**YOUR INSTRUCTIONS**
Records appear below. Give all of them again, exactly.

**DATA TO USE**
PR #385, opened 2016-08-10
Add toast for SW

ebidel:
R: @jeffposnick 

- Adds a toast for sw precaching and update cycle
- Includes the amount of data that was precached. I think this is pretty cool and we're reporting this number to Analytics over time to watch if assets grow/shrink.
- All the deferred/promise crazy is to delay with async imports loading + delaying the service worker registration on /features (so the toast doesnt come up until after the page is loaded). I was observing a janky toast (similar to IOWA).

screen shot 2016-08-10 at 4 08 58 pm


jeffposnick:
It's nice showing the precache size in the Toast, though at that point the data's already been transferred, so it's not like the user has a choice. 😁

**COMPLETED TASK**
PR #385, opened 2016-08-10
Add toast for SW

ebidel:
R: @jeffposnick 

- Adds a toast for sw precaching and update cycle
- Includes the amount of data that was precached. I think this is pretty cool and we're reporting this number to Analytics over time to watch if assets grow/shrink.
- All the deferred/promise crazy is to delay with async imports loading + delaying the service worker registration on /features (so the toast doesnt come up until after the page is loaded). I was observing a janky toast (similar to IOWA).

screen shot 2016-08-10 at 4 08 58 pm


jeffposnick:
It's nice showing the precache size in the Toast, though at that point the data's already been transferred, so it's not like the user has a choice. 😁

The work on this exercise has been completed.